Water about 1/3rd with sand pit in middle that holds the lilly and a branch with white moss . Under water contains some moss like plants which I am not sure will grow under water. Also contains marimo moss balls.
cork above and then sponge (natural. With moss on it) and planted some moisture loving plants like maranta, white spath lilly.
What is that called? View attachment 842713
It's both a paludarium and a vivarium. Vivarium is a very wide category that contains all the others. Kind of like saying, "Is it a Ford or a car?" Car and vivarium are the wide categories that contain Ford, Chevy, Dodge and terrarium, paludarium, riparium etc.

Here are some good definitions from Wikipedia:


"There are various forms of vivarium, including:

Aquarium, simulating a water habitat; for instance a river, lake or sea; but only the submerged area of these natural habitats. Plants in the water will use some nitrogen present within the system, and will provide areas for organisms to hide and forage.
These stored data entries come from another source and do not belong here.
PR #12377, opened 2024-03-26
feat: Reloadable TLSFactory to support dynamic addressbook

### LINKED ISSUE #12299: Investigate if a new server socket needs to be created when adding/removing nodes

kfa-aguda:
Closes #12299 

This PR re-works how we establish TLS socket connections by making it possible to change the list of PeerInfo at runtime, and re-initializing the trust-store, without disconnecting existing sessions whilst allowing new trusted ones.


platform-sdk/swirlds-platform-core/src/main/java/com/swirlds/platform/network/connectivity/TcpFactory.java
```diff
@@ -47,4 +49,9 @@ public TcpFactory(@NonNull final SocketConfig socketConfig) {
         SocketFactory.configureAndConnect(clientSocket, socketConfig, hostname, port);
         return clientSocket;
     }
+
+    @Override
+    public void handlePeerListUpdate(List<PeerInfo> peerInfoList) {
+        // not implemented for TCP Factory
```
alittley, line 55: should this throw, rather than silently doing nothing?

platform-sdk/swirlds-platform-core/src/main/java/com/swirlds/platform/network/connectivity/TlsFactory.java
```diff
@@ -123,4 +107,39 @@ public TlsFactory(
         clientSocket.startHandshake();
         return clientSocket;
     }
+
+    @Override
+    public void handlePeerListUpdate(List<PeerInfo> peers) {
```
alittley, line 112: `peers` is missing `final` and nullity annotation

platform-sdk/swirlds-platform-core/src/test/java/com/swirlds/platform/network/connectivity/SocketFactoryTest.java
```diff
@@ -162,6 +164,44 @@ void tlsFactoryTest(final AddressBook addressBook, final Map<NodeId, KeysAndCert
                 NetworkUtils.createSocketFactory(node2, addressBook, keysAndCerts2, TLS_IP_TOS_CONFIG));
     }
 
+    @ParameterizedTest
+    @MethodSource({"com.swirlds.platform.crypto.CryptoArgsProvider#basicTestArgs"})
+    void tlsFactoryTestDynamicPeers(final AddressBook addressBook, final Map<NodeId, KeysAndCerts> keysAndCerts)
+            throws Throwable {
+        assertTrue(addressBook.getSize() > 1, "Address book must contain at least 2 nodes");
+        // choose 2 random nodes to test
+        final Random random = new Random();
```
alittley, line 173: Random seed should be printed, so failing test can be reproduced

```
        final Random random = RandomUtils.getRandomPrintSeed();
```

platform-sdk/swirlds-platform-core/src/main/java/com/swirlds/platform/network/connectivity/TcpFactory.java
kfa-aguda: It's an optional implementation. Naked tcp connections don't have a need to do this yet, and probably never will (because this entire class goes away in my next PR).

platform-sdk/swirlds-platform-core/src/test/java/com/swirlds/platform/network/connectivity/SocketFactoryTest.java
kfa-aguda: Nice, thank you.

alittley (commented):
Approved, with respect to java code correctness and style.

I'm not plugged into the problem enough to give feedback on implementation choices, so I'll defer to Lazar in that regard

alittley (dismissed):

platform-sdk/swirlds-platform-core/src/main/java/com/swirlds/platform/network/NetworkUtils.java
```diff
@@ -162,12 +158,7 @@ public static String formatException(final Throwable e) {
                     Utilities.createPeerInfoList(addressBook, selfId),
                     socketConfig,
                     cryptoConfig);
-        } catch (final NoSuchAlgorithmException
-                | UnrecoverableKeyException
-                | KeyStoreException
-                | KeyManagementException
-                | CertificateException
-                | IOException e) {
+        } catch (NoSuchAlgorithmException e) {
```
cody-littley, line 161:
```suggestion
        } catch (final NoSuchAlgorithmException e) {
```

platform-sdk/swirlds-platform-core/src/main/java/com/swirlds/platform/network/connectivity/SocketFactory.java
```diff
@@ -126,4 +128,13 @@ static void configureAndConnect(
      */
     @NonNull
     Socket createClientSocket(@NonNull final String hostname, final int port) throws IOException;
+
+    /**
+     * A convenient handler for executing logic on dynamic peers
+     * e.g. it could be used to re-initialize certificate keystore, or ask peers to re-authenticate
+     *
+     * @param peerInfoList
+     *  the updated list of peers
```
cody-littley, line 137: Javadoc line wrapping is a bit funky. Suggest using intellij to auto-format.

platform-sdk/swirlds-platform-core/src/main/java/com/swirlds/platform/network/connectivity/SocketFactory.java
```diff
@@ -126,4 +128,13 @@ static void configureAndConnect(
...
+     */
+    void handlePeerListUpdate(List<PeerInfo> peerInfoList);
```
cody-littley, line 139:
```suggestion
    void handlePeerListUpdate(@NonNull List<PeerInfo> peerInfoList);
```

platform-sdk/swirlds-platform-core/src/main/java/com/swirlds/platform/network/connectivity/TcpFactory.java
```diff
@@ -47,4 +49,9 @@ public TcpFactory(@NonNull final SocketConfig socketConfig) {
         SocketFactory.configureAndConnect(clientSocket, socketConfig, hostname, port);
         return clientSocket;
     }
+
+    @Override
+    public void handlePeerListUpdate(List<PeerInfo> peerInfoList) {
```
cody-littley, line 54:
```suggestion
    public void handlePeerListUpdate(@NonNull final List<PeerInfo> peerInfoList) {
```

cody-littley, line 54: Naming suggestion. How about `updatePeers()`?

platform-sdk/swirlds-platform-core/src/main/java/com/swirlds/platform/network/connectivity/TlsFactory.java
```diff
@@ -123,4 +107,40 @@ public TlsFactory(
         clientSocket.startHandshake();
         return clientSocket;
     }
+
+    @Override
+    public void handlePeerListUpdate(final @NonNull List<PeerInfo> peers) {
```
cody-littley, line 112: Not sure if this is in the coding standard, but within our team we usually put the nullity annotation before the `final` keyword.
```suggestion
    public void handlePeerListUpdate(@NonNull final List<PeerInfo> peers) {
```

cody-littley, line 112: In some places, this method uses the parameter name `PeerInfoList`, but here it uses the parameter name `peers`. My personal preference would be to use `peers` everywhere. Whichever you choose, probably best to use the same in all places.

platform-sdk/swirlds-platform-core/src/test/java/com/swirlds/platform/crypto/CryptoArgsProvider.java
```diff
@@ -39,23 +39,23 @@ public class CryptoArgsProvider {
...
-        final AddressBook genAB = createAddressBook();
+        final AddressBook genAB = createAddressBook(NUMBER_OF_ADDRESSES);
         final Map<NodeId, KeysAndCerts> genC = CryptoStatic.generateKeysAndCerts(genAB);
         System.out.println(
                 "Key generating took " + Duration.between(start, Instant.now()).toMillis());
         return Stream.of(Arguments.of(loadedAB, loadedC), Arguments.of(genAB, genC));
     }
 
-    private static AddressBook createAddressBook() {
+    public static AddressBook createAddressBook(int size) {
```
cody-littley, line 56:
```suggestion
    public static AddressBook createAddressBook(final int size) {
```

platform-sdk/swirlds-platform-core/src/test/java/com/swirlds/platform/network/connectivity/SocketFactoryTest.java
```diff
@@ -162,6 +165,44 @@ void tlsFactoryTest(final AddressBook addressBook, final Map<NodeId, KeysAndCert
                 NetworkUtils.createSocketFactory(node2, addressBook, keysAndCerts2, TLS_IP_TOS_CONFIG));
     }
 
+    @ParameterizedTest
+    @MethodSource({"com.swirlds.platform.crypto.CryptoArgsProvider#basicTestArgs"})
+    void tlsFactoryTestDynamicPeers(final AddressBook addressBook, final Map<NodeId, KeysAndCerts> keysAndCerts)
```
cody-littley, line 170: nullity annotations for parameters

platform-sdk/swirlds-platform-core/src/main/java/com/swirlds/platform/network/connectivity/TlsFactory.java
```diff
@@ -123,4 +107,40 @@ public TlsFactory(
...
+            trustManagerFactory.init(signingTrustStore);
+            SSLContext.setDefault(sslContext);
+            sslContext.init(keyManagerFactory.getKeyManagers(), trustManagerFactory.getTrustManagers(), nonDetRandom);
+        } catch (final NoSuchAlgorithmException
+                | UnrecoverableKeyException
+                | KeyStoreException
+                | KeyManagementException
+                | CertificateException
+                | IOException e) {
+            throw new PlatformConstructionException("A problem occurred while creating the SocketFactory", e);
```
lpetrovic05, line 143: when updating peers, the exception would not be a construction exception

platform-sdk/swirlds-platform-core/src/main/java/com/swirlds/platform/network/connectivity/TlsFactory.java
```diff
@@ -123,4 +107,40 @@ public TlsFactory(
...
+
+            // "PKIX" may be more interoperable than KeyManagerFactory.getDefaultAlgorithm or
+            // TrustManagerFactory.getDefaultAlgorithm(), which was "SunX509" on one system tested
+            final KeyManagerFactory keyManagerFactory =
+                    KeyManagerFactory.getInstance(CryptoConstants.KEY_MANAGER_FACTORY_TYPE);
+            keyManagerFactory.init(agrKeyStore, password);
+            final TrustManagerFactory trustManagerFactory =
+                    TrustManagerFactory.getInstance(CryptoConstants.TRUST_MANAGER_FACTORY_TYPE);
+            trustManagerFactory.init(signingTrustStore);
+            SSLContext.setDefault(sslContext);
```
lpetrovic05, line 135: I think we should avoid setting the default, as we will have multiple instances of SSLContext

platform-sdk/swirlds-platform-core/src/test/java/com/swirlds/platform/network/connectivity/SocketFactoryTest.java
```diff
@@ -162,6 +165,44 @@ void tlsFactoryTest(final AddressBook addressBook, final Map<NodeId, KeysAndCert
...
+        // assert they can still connect to each other
+        testSockets(socketFactory1, socketFactory2);
+
+        // this test is limited, but sufficient for this proof of concept.
+        // In production, clients from socketFactory2
+        // wouldn't successfully handshake with server from socketFactory1 as
+        // socketFactory1's peerList now excludes all addresses in socketFactory2
+    }
+
     @Test
```
lpetrovic05, line 206: I think we are missing some test cases:
- when the list of peers is updated, are the connections created before the update still open and can they still transmit data
- a peer tries to connect, but his certificate is still not whitelisted, so it fails. the context is then updated with the new peer, and this time it can connect

platform-sdk/swirlds-platform-core/src/test/java/com/swirlds/platform/network/connectivity/SocketFactoryTest.java
lpetrovic05, line 170: I think it would be better if these tests had only peer lists as input

platform-sdk/swirlds-platform-core/src/main/java/com/swirlds/platform/network/connectivity/SocketFactory.java
kfa-aguda: thanks. I've turned this on so it's automatic on commit.

platform-sdk/swirlds-platform-core/src/main/java/com/swirlds/platform/network/connectivity/TcpFactory.java
kfa-aguda: thing is it doesn't really *have to* update the peers, though it may, depending on implementation. The goal of the method is to allow the factory take action based on the updated list of peers. Still open to name suggestion though but _updatePeers_ *could be* misleading.

platform-sdk/swirlds-platform-core/src/main/java/com/swirlds/platform/network/connectivity/TlsFactory.java
kfa-aguda: it does make sense to set the default ssl context to that which belongs to the version we've chosen. The JVM may have different ssl context instances but we do* want the default to be for our chosen TLS version.

Anyway, how do you think we could end up with multiple instances?

platform-sdk/swirlds-platform-core/src/main/java/com/swirlds/platform/network/connectivity/SocketFactory.java
```diff
@@ -126,4 +128,12 @@ static void configureAndConnect(
      */
     @NonNull
     Socket createClientSocket(@NonNull final String hostname, final int port) throws IOException;
+
+    /**
+     * A convenient handler for reloading connectivity components
+     * e.g. it could be used to reload a TLS trust store, or ask peers to re-authenticate
```
cody-littley, line 134:
```suggestion
    /**
     * Update the current list of peers with which we wish to be connect.
```

platform-sdk/swirlds-platform-core/src/main/java/com/swirlds/platform/network/connectivity/TcpFactory.java
cody-littley, line 1: Are we still planning on deleting this class?

platform-sdk/swirlds-platform-core/src/main/java/com/swirlds/platform/network/connectivity/TlsFactory.java
```diff
@@ -123,4 +132,25 @@ public TlsFactory(
         clientSocket.startHandshake();
         return clientSocket;
     }
+
+    /**
+     * {@inheritDoc}
+     */
+    @Override
+    public void reload(@NonNull final List<PeerInfo> peers) {
+        lock.lock();
```
cody-littley, line 141: What is the purpose of this lock? This class as a whole is not thread safe if we have multi-threaded access, and currently `reload` is only called from this class's constructor.

cody-littley: Before we add locks to all of the methods in this class, it might be helpful to define the access pattern we intend to support with this class. It may be the case that we can guarantee an access pattern that does not require locking.

platform-sdk/swirlds-platform-core/src/main/java/com/swirlds/platform/system/PlatformInitializationException.java
```diff
@@ -0,0 +1,26 @@
...
+package com.swirlds.platform.system;
+
+/**
+ * Thrown when an issue occurs while initializing/re-initializing platform instances
+ */
+public class PlatformInitializationException extends RuntimeException {
+    public PlatformInitializationException(final String message, final Throwable cause) {
+        super(message, cause);
+    }
+}
```
cody-littley, line 26: I know the "conventional wisdom" is to always create specific exceptions for things. My personal take is that having a large number of exceptions that you don't intend to catch and handle doesn't really buy much. In this situation, I think a naked `RuntimeException` or `IllegalStateException` would be sufficient.

platform-sdk/swirlds-platform-core/src/test/java/com/swirlds/platform/crypto/CryptoArgsProvider.java
```diff
@@ -39,23 +44,22 @@ public class CryptoArgsProvider {
      */
     static Stream<Arguments> basicTestArgs() throws Exception {
         Instant start = Instant.now();
-        final AddressBook loadedAB = createAddressBook();
-        final Map<NodeId, KeysAndCerts> loadedC =
-                CryptoStatic.loadKeysAndCerts(loadedAB, ResourceLoader.getFile("preGeneratedKeysAndCerts/"), PASSWORD);
+        final Pair<AddressBook, Map<NodeId, KeysAndCerts>> addressBookWithKeys =
+                loadAddressBookWithKeys(NUMBER_OF_ADDRESSES);
```
cody-littley, line 48: I suggest avoiding the `Pair<>` type, and to instead create a simple record. Records are simple to create and create much more readable code.

platform-sdk/swirlds-platform-core/src/test/java/com/swirlds/platform/crypto/CryptoArgsProvider.java
```diff
@@ -68,6 +72,20 @@ private static AddressBook createAddressBook() {
         return addresses;
     }
 
+    /**
+     * returns the addressBook with keys loaded from file.
+     *
+     * @param size the size of the required address book
+     */
+    public static Pair<AddressBook, Map<NodeId, KeysAndCerts>> loadAddressBookWithKeys(final int size)
```
cody-littley, line 80:
```suggestion
    @NonNull
    public static Pair<AddressBook, Map<NodeId, KeysAndCerts>> loadAddressBookWithKeys(final int size)
```

platform-sdk/swirlds-platform-core/src/test/java/com/swirlds/platform/network/connectivity/ConnectivityTestBase.java
```diff
@@ -55,19 +60,33 @@ class ConnectivityTestBase {
...
+     * - leaves the server socket open until told to close
      *
-     * @param serverSocket the server socket to listen on
+     * @param serverSocket  the server socket
+     * @param data          the data to be read from the socket
+     * @param stopFlag      flag for stopping the thread
      */
-    static Thread createSocketThread(final ServerSocket serverSocket) {
-        return new Thread(() -> {
+    static Thread createSocketThread(
```
cody-littley, line 71:
```suggestion
    @NonNull
    static Thread createSocketThread(
```

platform-sdk/swirlds-platform-core/src/main/java/com/swirlds/platform/network/connectivity/TcpFactory.java
kfa-aguda: yes. In the next PR or two.

platform-sdk/swirlds-platform-core/src/main/java/com/swirlds/platform/system/PlatformInitializationException.java
kfa-aguda: I actually agree that we either use one of the naked exceptions or use one of the closest exceptions we have defined e.g.`PlatformConstructionException` - which is what I initially used but @lpetrovic05 has a different view, so I created this one.

platform-sdk/swirlds-platform-core/src/test/java/com/swirlds/platform/crypto/CryptoArgsProvider.java
kfa-aguda: Preferences :) I actually *really do* happen to like the Pair construct more - they read exactly like what they do, hold `a pair of things`. No strong preference so I'll remove.

platform-sdk/swirlds-platform-core/src/test/java/com/swirlds/platform/crypto/CryptoArgsProvider.java
kfa-aguda: thank you.

platform-sdk/swirlds-platform-core/src/main/java/com/swirlds/platform/network/connectivity/TlsFactory.java
kfa-aguda: `reload` will eventually be called from the outside of this class, and we do need the operations to be atomic when it does.

>It may be the case that we can guarantee an access pattern that does not require locking
This is true but i don't think it's the case here. This class is doing a lot of long ish operations that may interleave easily (e.g. other threads may easily access the default SSL Context), locking seems the reasonable approach to achieving atomicity.

edward-swirldslabs (approved):

platform-sdk/swirlds-platform-core/src/main/java/com/swirlds/platform/network/connectivity/TlsFactory.java
lpetrovic05: I would not add a lock prematurely, I think we should avoid concurrent access if possible

platform-sdk/swirlds-platform-core/src/main/java/com/swirlds/platform/network/connectivity/TlsFactory.java
```diff
@@ -88,19 +95,18 @@ public TlsFactory(
...
-                KeyManagerFactory.getInstance(CryptoConstants.KEY_MANAGER_FACTORY_TYPE);
+        this.keyManagerFactory = KeyManagerFactory.getInstance(CryptoConstants.KEY_MANAGER_FACTORY_TYPE);
         keyManagerFactory.init(agrKeyStore, password);
-        final TrustManagerFactory trustManagerFactory =
-                TrustManagerFactory.getInstance(CryptoConstants.TRUST_MANAGER_FACTORY_TYPE);
-        trustManagerFactory.init(signingTrustStore);
-        final SSLContext sslContext = SSLContext.getInstance(CryptoConstants.SSL_VERSION);
+        this.trustManagerFactory = TrustManagerFactory.getInstance(CryptoConstants.TRUST_MANAGER_FACTORY_TYPE);
+        this.sslContext = SSLContext.getInstance(CryptoConstants.SSL_VERSION);
         SSLContext.setDefault(sslContext);
```
lpetrovic05, line 102: we should not set the default

platform-sdk/swirlds-platform-core/src/main/java/com/swirlds/platform/system/PlatformInitializationException.java
kfa-aguda: https://github.com/hashgraph/hedera-services/pull/12377#discussion_r1543003765

platform-sdk/swirlds-platform-core/src/main/java/com/swirlds/platform/network/connectivity/TlsFactory.java
kfa-aguda: As discussed, this isn't a premature lock. The public access to the static `SSLContext.getDefault()` outside of this class legitimizes a case for locking. @lpetrovic05 proposed exploring the removal of `SSLContext.setDefault()`. This is old code. I'm working on removing it, and subsequently the lock.

platform-sdk/swirlds-platform-core/src/main/java/com/swirlds/platform/network/connectivity/SocketFactory.java
kfa-aguda: on a second thought, this method isn't updating the list of peers. It's reloading the trust store with certificates presented by the peers. Maybe 
`   * reloads the trust store with peer certificates` 
is better?

platform-sdk/swirlds-platform-core/src/test/java/com/swirlds/platform/network/connectivity/TlsFactoryTest.java
```diff
@@ -0,0 +1,122 @@
...
+import java.net.ServerSocket;
+import java.net.Socket;
+import java.util.Map;
+import java.util.concurrent.atomic.AtomicBoolean;
+import org.junit.jupiter.api.Assertions;
+import org.junit.jupiter.api.BeforeEach;
+import org.junit.jupiter.api.Test;
+
+/**
+ * The tests in this class are unidirectional server socket tests. For bidirectional tests, see
```
lpetrovic05, line 40: javadoc seems to be out of date

lpetrovic05 (dismissed):

platform-sdk/swirlds-platform-core/src/test/java/com/swirlds/platform/network/connectivity/ConnectivityTestBase.java
```diff
@@ -59,37 +58,55 @@ class ConnectivityTestBase {
         IP_TOS = configurationIpTos.getConfigData(SocketConfig.class);
     }
 
+    /**
+     * creates a server socket thread for testing purposes
+     *
+     * @param serverSocket the server socket to listen on
+     */
+    static Thread createSocketThread(@NonNull final ServerSocket serverSocket) {
```
cody-littley, line 66:
```suggestion
    @NonNull
    static Thread createSocketThread(@NonNull final ServerSocket serverSocket) {
```

cody-littley (approved):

Oceanarium, containing larger ocean-dwelling fish and mammals, such as sharks or dolphins.
Insectarium, containing insects, arachnids, and other similar arthropods.
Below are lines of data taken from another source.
Issue #12388, opened 2024-03-26
VirtualMap / DataSource metrics should not contain certain chars in the names


artemananiev:
New mod-services virtual maps are labeled like "Service.TYPE" The corresponding metric names are "vmal_<xyz>_Service.TYPE" Such names are rejected somewhere at JRS level.

One option is to replace "." with "_" in metric names, both for virtual map and data source metrics.

PR #12390, opened 2024-03-26
fix: 12388: VirtualMap / DataSource metrics should not contain certain chars in the names

artemananiev:
Fix summary: `.` are replaced with `_` in generated virtual map and data source metric names.

Fixes: https://github.com/hashgraph/hedera-services/issues/12388

### DIFF
--- a/platform-sdk/swirlds-jasperdb/src/main/java/com/swirlds/merkledb/MerkleDbStatistics.java
+++ b/platform-sdk/swirlds-jasperdb/src/main/java/com/swirlds/merkledb/MerkleDbStatistics.java
@@ -125,7 +125,9 @@ public class MerkleDbStatistics {
      */
     public MerkleDbStatistics(final MerkleDbConfig dbConfig, final String label) {
         this.dbConfig = dbConfig;
-        this.label = Objects.requireNonNull(label, "label must not be null");
+        Objects.requireNonNull(label, "label must not be null");
+        // If the label contains ".", they are replaced with "_", since metric names may not contain "."
+        this.label = label.replace('.', '_');
         hashesStoreCompactionTimeMsList = new ArrayList<>();
         hashesStoreCompactionSavedSpaceMbList = new ArrayList<>();
         hashesStoreFileSizeByLevelMbList = new ArrayList<>();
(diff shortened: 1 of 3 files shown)


platform-sdk/swirlds-jasperdb/src/main/java/com/swirlds/merkledb/MerkleDbStatistics.java
```diff
@@ -125,7 +125,9 @@ public class MerkleDbStatistics {
      */
     public MerkleDbStatistics(final MerkleDbConfig dbConfig, final String label) {
         this.dbConfig = dbConfig;
-        this.label = Objects.requireNonNull(label, "label must not be null");
+        Objects.requireNonNull(label, "label must not be null");
+        // If the label contains ".", they are replaced with "_", since metric names may not contain "."
+        this.label = label.replace('.', '_');
```
anthony-swirldslabs, line 130: Minor: it may be confusing for callers of this constructor to have their metric labels modified silently. I'd suggest to fix the callers to pass valid metric names in here, and this constructor should simply throw if the label is invalid (e.g. if it contains periods.) This solution would be a lot less confusing and a lot more robust.

anthony-swirldslabs (approved):

platform-sdk/swirlds-jasperdb/src/main/java/com/swirlds/merkledb/MerkleDbStatistics.java
artemananiev: @anthony-swirldslabs It can be done like you propose, but I am not sure it would look better. For example, at the virtual map level, `statistics` (of type `VirtualMapStatistics`) is created in `VirtualRootNode`:

```java
        if (statistics == null) {
            // Only create statistics instance if we don't yet have statistics. During a reconnect operation.
            // it is necessary to use the statistics object from the previous instance of the state.
            this.statistics = new VirtualMapStatistics(state.getLabel());
        }
```

This class, virtual root node, is not related to metrics at all. It has no knowledge what metrics names are right, and what are wrong. With your proposal, this line should be changed, so `state.getLabel()` is checked to contain illegal chars, corrected, and only then passed to `VirtualMapStatistics` constructor. This would better be done in the statistics classes (`VirtualMapStatistics`, `MerkleDbStatistics`), i.e. where it is done in this fix, to keep virtual root node code clean off metrics stuff.

anthony-swirldslabs: I was thinking more about either making sure that the `state.getLabel()` returns a name that is valid from metrics perspective in the first place, or having a `public static String formatMetricLabel(String)` formatter that would be called explicitly when passing the label to the `VirtualMapStatistics`/`MerkleDbStatistics` constructors, rather than implicitly relying on these constructors to do the job. As I mentioned, my main goal is to avoid a confusion where this reformatting happens silently w/o the calling code having an idea about it.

Formicarium, with species of ants.
Terrarium, simulating a dry habitat, for instance desert or savannah. A terrarium can also be formed to create a temperate woodland habitat, and even a jungle-like habitat. This can be created with pebbles, leaf litter and soil. By misting the terrarium, a natural water cycle occurs within the environment by condensation forming on the lid causing precipitation. Many kinds of plants are suitable for these habitats, including bromeliads, African violets and Crassulaceae. Animals commonly held for observation include reptiles, amphibians, insects, spiders, scorpions and small birds.
Paludarium, a semi-aquatic enclosure simulating a rain forest, swamp or other wetland environment. It also can be seen as an aquarium interconnected with a terrarium, having both the underwater area as well as the shore.
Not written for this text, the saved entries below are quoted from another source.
Issue #12269, opened 2024-03-21
EPIC: MATs (Minimally Accepted Test Suite)


anastasiya-kovaliova:
### Problem

The CI checks have execution time over 1h 30m which we need to reduce to maximum 30 minutes.
Analyse the CI and the Tests and in order to plan what can we optimised in order to acheve the goal of 30m execution time.
The following areas are in scope of the Analyses:
- E2E tests in the test-clients framework:
- Unit Tests in Services
- CI workflows configuration
- Smart Contracts repo 

### Solution

```[tasklist]
### Tasks
- [ ] https://github.com/hashgraph/hedera-services/issues/12295
```

PR #12393, opened 2024-03-27
chore: Add github actions for uploading junit test reports as artifacts

### LINKED ISSUE #12295: Upload junit test reports as artifacts
Currently junit reports from test are generated and processed as part of the CI pipelines, but the files themselves are not available. 

To better support the optimization of tests runtime they need to be available as an artifact on job runs.

yaroslav-007:
**Description**:
Add github actions for uploading the junit test reports as artifacts.

Fixes #12295

**Checklist**


nathanklick (changes requested):
These should not be uploaded due to size concerns.

nathanklick:
@yaroslav-007 We should limit these to only uploading the artifacts when the associate test step fails.

isavov:
@nathanklick  This PR is in support of #12269 with the goal of allowing QA engineers to analyze in detail the time each test consumes. In that sense it would be more useful for them to have the junit reports for both successful and failed runs. Currently we upload the full network logs as well, which are often bigger than the reports.
To facilitate the intent of the original issue I would suggest we could do either or all of the following:
1. Always upload test reports artifacts, but limit retention time using the `retention-days` config in the action to a short time (5-7 days)
2. Upload the network node logs only on failed tests
What do you think?

yaroslav-007:
Hello @nathanklick,

I have change the upload action to be trigger when there is failure and artifacts to be kept for 7 days.

isavov (approved):

nathanklick (approved):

Penguinarium, containing penguins.
Riparium, a new kind of planted aquarium system that recreates the wet habitats found along the edges of lakes, rivers, ponds and streams. This zone hosts marginal plants, which are rooted in the saturated soil at the edge of the water, but hold their leaves up in the air. Unlike a paludarium however, ripariums do not have a significant land portion, making them unsuitable for most amphibians. Instead, they utilize specialized planters which either hang onto the sides of the tank or float on the water's surface.
Herpetarium, containing various species of reptiles and amphibians. Herpetariums may fall under another category of vivariums, depending on the natural habitat of the species being kept."